Next, preview the new data to verify the cleaning result.

In [None]:
head(daily_activity_cleaned)

In [None]:
# Cleaning the daily sleep data
daily_sleep_cleaned <- daily_sleep %>% 
distinct() %>% #unique rows
drop_na() %>% #remove nulls
clean_names() %>% #make column names consistant 
rename(date = sleep_day) %>% #rename the activity_date column to have consistant naming with the daily sleep dataset
mutate(date = as_date(date, format = "%m/%d/%Y")) #change the date format from chr to date

Preview the new data to verify the cleaning result.

In [None]:
head(daily_sleep_cleaned)

Lastly, check for duplicates in the cleaned datasets.

In [None]:
sum(duplicated(daily_activity_cleaned))
sum(duplicated(daily_sleep_cleaned))

#### Step 5: Merge the cleaned datasets
The generated table is the main dataset used for the analysis phase. The dataset is named activity_sleep_data.

In [None]:
activity_sleep_data <- merge(daily_activity_cleaned, daily_sleep_cleaned, by= c("id", "date")) # Merge by id and date

Preview and verify data in the new dataset.

In [None]:
head(activity_sleep_data)
str(activity_sleep_data)

In [None]:
# Check for the number of users in the merged dataset
n_distinct(activity_sleep_data$id)

## **Phase 4: Analyze** <a class="anchor"  id="C4"></a>
### 4.1 User active dates analysis <a class="anchor"  id="SS4.1"></a>
In this step we will check the first and last date records to determine the number of days when users used their tracking devices. This step will allow us to identify usage trends among different users. <br />
Considering a duration between April 12th and May 12th, only two users used their device for a less than two days. However, the analysis shows that majority of users used their devices for more than two weeks.

In [None]:
activity_sleep_data %>%
group_by(id) %>%
summarize(start_date = min(date), end_date = max(date),days = max(date)-min(date))

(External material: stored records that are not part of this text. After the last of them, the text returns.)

PR #417, opened 2024-04-18
Add new text input widget

presiyan-ivanov:


src/views/editor/text.rs
```diff
@@ -721,7 +721,6 @@ pub struct SimpleStylingBuilder {
     indent_style: Option<IndentStyle>,
     tab_width: Option<usize>,
     atomic_soft_tabs: Option<bool>,
-    wrap: Option<WrapMethod>,
```
presiyan-ivanov, line 724: @MinusGix I removed this since it seems its not used anymore - probably left out from the editor styles migration. Can u confirm its fine to remove it?

MinusGix: Yeah looks fine to remove.

examples/widget-gallery/src/clipboard.rs
```diff
@@ -21,7 +21,9 @@ pub fn clipboard_view() -> impl View {
             }),
             form_item("Copy from input".to_string(), 120.0, move || {
                 h_stack((
-                    text_input(text1).keyboard_navigatable(),
+                    text_input(move || text1.get()).on_update(move |val| {
```
MinusGix, line 24: Should presumably still be `.keyboard_navigatable`

src/views/text_input.rs
```diff
@@ -59,872 +67,545 @@ prop_extractor! {
...
-    // Approx max size of a glyph, given the current font weight & size.
-    glyph_max_size: Size,
-    style: Extracter,
-    font: FontProps,
-    cursor_width: f64, // TODO: make this configurable
-    is_focused: bool,
-    last_cursor_action_on: Instant,
-}
+//TODO add to styles
+static IME_FOREGROUND: Color = Color::BLACK;
```
MinusGix, line 71: Probably want to add this to styles

src/views/text_input.rs
```diff
@@ -59,872 +67,545 @@ prop_extractor! {
...
+    let cursor_line = create_rw_signal(Line::new(Point::ZERO, Point::ZERO));
     let is_focused = create_rw_signal(false);
+    let hide_cursor = editor.with_untracked(|e| e.cursor_info.hidden);
+    let skip_content_sync = create_rw_signal(true);
+    let pointer_focus = create_rw_signal(false);
+
+    // Syncs with external changes to the text. This should *only* happen if the closure
+    // re-runs due to an external update.
+    // For example the closure is subscribed to a signal and the signal is updated by another view.
+    // NOTE: The updates are dispatched in the same order they occur, so this is safe to do
```
MinusGix, line 91: I don't think the comment past the first line is really needed, that being what signals do & are for.

src/views/text_input.rs
```diff
@@ -947,426 +627,221 @@ impl Widget for TextInput {
...
-                .width(taffy_node_width)
-                .height(self.height)
-                .to_taffy_style();
-            let _ = cx.app_state_mut().taffy.set_style(text_node, style);
+                let style = Style::new().height(height).to_taffy_style();
+                cx.set_style(text_node, style);
+            });
 
-            vec![text_node]
+            vec![self.text_node.unwrap()]
```
MinusGix, line 729: Minor: can just use the `text_node` from a few lines ago

src/views/text_input.rs
```diff
@@ -947,426 +627,221 @@ impl Widget for TextInput {
...
-        self.placeholder_style.read_style(cx, &placeholder_style);
+        // To set wrap method to `None`
+        self.editor.with_untracked(|ed| {
+            ed.es.update(|s| {
+                if s.read(cx) {
+                    ed.floem_style_id.update(|val| *val += 1);
+                    cx.app_state_mut().request_paint(id);
+                }
+            })
+        });
```
MinusGix, line 692: I'm confused what this has to do with setting wrap to `None`

MinusGix:
Overall it looks good at a skim.  
It would be possible/better to have it more integrated with the existing editor logic, it could be implemented in terms of `EditorView` with some extensions/alterations to `Editor` and `EditorView`; but this method does avoid some extra work that the full `EditorView` would have needed, which is admittedly nice. So I think it is good, even if I'd somewhat prefer to avoid duplication of selection/click/otherbits.

src/views/text_input.rs
```diff
@@ -59,872 +67,545 @@ prop_extractor! {
...
+pub fn text_input(text: impl Fn() -> String + 'static) -> TextInput {
+    let id = Id::next();
 
-#[derive(Clone, Copy, Debug)]
-pub enum Direction {
-    Left,
-    Right,
-}
+    let text_editor = text_editor(text());
+    let editor = create_rw_signal(text_editor.editor().to_owned());
```
MinusGix, line 77: You don't need to create a `TextEditor` instance to get an `Editor`. Just use the same logic that `text_editor` uses to create it.

src/views/text_input.rs
presiyan-ivanov: I do want  to keep the note on update order, but I can remove the 2nd line

src/views/text_input.rs
```diff
@@ -59,872 +67,545 @@ prop_extractor! {
...
         data: ViewData::new(id),
-        cursor_glyph_idx: 0,
-        placeholder_text: None,
-        placeholder_buff: None,
-        placeholder_style: Default::default(),
-        selection_style: Default::default(),
-        buffer,
-        text_buf: None,
+        editor,
+        offset: 0,
```
MinusGix, line 191: Not sure you need the `offset` field, can't you just use the editor's cursor offset?

src/views/text_input.rs
```diff
@@ -59,872 +67,545 @@ prop_extractor! {
...
+        preedit_range: None,
+        layout_rect: Rect::ZERO,
+        content: "".to_string(),
```
MinusGix, line 194: Why is this separate from the editor's Rope?  
(Is it to more efficiently create the text layout? Or?)

examples/widget-gallery/src/clipboard.rs
presiyan-ivanov: I've moved it  to the widget fn(since an input without `keyboard_navigatable` is not really functional), so user code does not have to specify it.

MinusGix:
Also, I think it'd be nice to have a text input func for 'arbitrary function which you then have to hook `on_update` to do anything with' and a text input func for 'uses & updates `RwSignal<String>`' like the previous.   
Personally, I'd be inclined to call the input taking a function as `text_input_fn` and have the one taking `RwSignal<String>` as the 'default' `text_input`. That will make common shorthand easier. @dzhou121 if you have any thoughts on naming/utility functions for the view.

dzhou121:
I feel like text_input can be a normal editor without new lines? 

So maybe it makes more sense to add this to the editor widget?

presiyan-ivanov:
> Also, I think it'd be nice to have a text input func for 'arbitrary function which you then have to hook `on_update` to do anything with' and a text input func for 'uses & updates `RwSignal<String>`' like the previous. Personally, I'd be inclined to call the input taking a function as `text_input_fn` and have the one taking `RwSignal<String>` as the 'default' `text_input`. That will make common shorthand easier. @dzhou121 if you have any thoughts on naming/utility functions for the view.

i was thinking the same actually(I had this, but decided to not include it). We can add something like  `rw_text_input`

src/views/text_input.rs
presiyan-ivanov: Well usually the *text_editor* view reads  EditorStyle, but since I am not using it, I need to do the same in the input to get it

presiyan-ivanov:
> dzhou is essentially proposing what I was saying before, so that it is just the typical `EditorView` rather than doing custom drawing/events.

Ah.. now I understand. Sounds reasonable, yeah.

### 4.2 Steps and distance analysis <a class="anchor"  id="SS4.2"></a>
In this part, we calculate the average steps and the average distances per user, with respect to the number of their active days. This step shows a direct causation between steps and distances, where more steps reflect a longer distance. Thus, steps and distances can be used interchangably for the marketing strategy.   

In [None]:
activity_sleep_data %>%
group_by(id) %>%
summarize(days = max(date)-min(date), avg_steps = mean(total_steps), avg_distance = mean(tracker_distance))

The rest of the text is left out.